F.A.Q.

Can you repair my glasses?

Whether you need new nose pads, have lost a screw or your glasses just simply need tightening up, stop into our store with your spectacles and we will be only too happy to see if we can help you out. Most repairs can be carried out on site, however if your glasses are in need of a bit more TLC or require parts to be ordered you may have to leave them with us for a little while.

Why is the prescription for my glasses different than my contact lens prescription?

A contact lens prescription requires various measurements to be included, such as the curvature and size of contact lens needed to fit your eye. The power required is usually different to your glasses prescription too, as your lens fits directly on your eye.

Can a Contact lens get lost in the back of the eye?

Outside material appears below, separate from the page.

PR #2190, opened 2026-08-14
Fix division by zero in `memcpy` and `memset` with OMP backend

Stastez:
#2105 introduces a division by zero error for `memcpy` and `memset` when they are called on 0 elements.

In src/runtime/omp/omp_queue.cpp , line 399, `block_size` appears to be 0 when `queue.memcpy(dest, src, 0);` is called, leading to a divison by zero in line 400. I believe that this is not expected behavior.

No. This is a very common myth! Contact lenses may occasionally get stuck under your eyelid, but that is easily dealt with. Your lens cannot get lost as the back of your eye! Your eyelids connect with your eye to form a barrier meaning that it is impossible for a lens to get through.

What are polarized lenses?

Tinted and UV’s sun-glass lenses help to protect our eyes from harmful UV rays, however they do not block out sudden glare you can experience from water or when driving. This glare can often be blinding and hazardous. Polarized lenses act as a filter that blocks unwanted visible light reflected from horizontal surfaces such as water and the road, allowing the wearer to obtain more comfortable vision and better clarity. Polarized lenses are great for Drivers, Skiers and Fishermen.

Any Coupons or discounts available?

Certainly. If you are a new customer, just mention to your optician that you read about this promotion on our website and get 20% off your first pair of regularly priced prescription eye glasses. Not valid with certain managed care vision plans or Value line as they are already discounted.

What makes Northwest Optical so special?

At Northwest Optical, it’s all about service and quality. We are family owned and have been in business for over 14 years.  When you visit our shop you build a relationship with opticians who care and who you can count on to be there for you when you return – again and again. You get to know our friendly faces and we get to know yours.  We have our own finishing lab and are able to efficiently keep control of the fabrication of many of our lenses.

What is the difference between a daily disposable contact lens and a reusable contact lens?

Daily disposable lenses are worn for 1 day only and then discarded. You should never wear a daily disposable lens for more than one day. Reusable lenses are worn every day and replaced as advised by your contact lens optician. We usually recommend you change your lenses every 2 weeks or monthly depending on the brand we prescribe. You will need to clean and disinfect your reusable lenses every day.

What kind of contact lenses are recommended for my child?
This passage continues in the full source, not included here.